Stored data
☆ ☆ ☆ ☆ ☆

PR #918, opened 2023-10-26
 ci: coverage workflow: pin to Python versions below 3.12

jayaddison:
Follows-on-from #917 -- although in this case, I'm less confident that Python 3.12 is the cause of continuous integration failures.

Relates to #909.

### DIFF
--- a/.github/workflows/linters.yaml
+++ b/.github/workflows/linters.yaml
@@ -16,6 +16,6 @@ jobs:
       - name: Set up Python
         uses: actions/setup-python@v4
         with:
-          python-version: "3.x"
+          python-version: "< 3.12"  # ref: https://github.com/hhursev/recipe-scrapers/issues/909
       - run: pip install tox
       - run: tox -e lint


jayaddison:
Merging this because doing so will resolve our continuous integration `lint` failures.  However: I'm not sure why Python 3.12 should make any difference, or why `black` disagrees with the formatting of the reported f-strings with that version of Python.  There may be a bug to report upstream to `black` here, but I'll do some more investigation first.

jayaddison:
> Merging this because doing so will resolve our continuous integration `lint` failures. However: I'm not sure why Python 3.12 should make any difference, or why ~`black`~ `flake8` disagrees with the formatting of the reported f-strings with that version of Python. There may be a bug to report upstream to ~`black`~ `flake8` here, but I'll do some more investigation first.

Nope; no bugreport required.  We're using a version of `flake8` - 6.0.0 - via `pre-commit` that doesn't yet support Python 3.12 - I'll upgrade that and remove the version pinning momentarily.

PR #919, opened 2023-10-26
pre-commit: update flake8 to v6.1.0 - providing support for Python 3.12

jayaddison:
Follows-on-from #918, removing a version pin.

Relates to #909.


jayaddison:
There's no urgency to merge this, because the library does not yet support Python 3.12 - so we can wait until then.

PR #920, opened 2023-10-26
Adds example to ingredient_grouping docs

jknndy:
A small addition of an example to the ingredient_grouping docs


jayaddison (approved):
This looks good to me :+1:

jayaddison:
@jknndy would you like the ability to commit/merge code here yourself?  I think you've (more than) earned that, and we can ask @hhursev to send an invite if so.

jknndy:
I believe I have the ability to already! I'll go ahead and merge this one in now.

☆ ☆ ☆ ☆ ☆

* **EXERCISE REQUIREMENTS**: Each line in the data that holds the string "workflows" should be found and copied.

* **EXERCISE SOLUTION**:
--- a/.github/workflows/linters.yaml
+++ b/.github/workflows/linters.yaml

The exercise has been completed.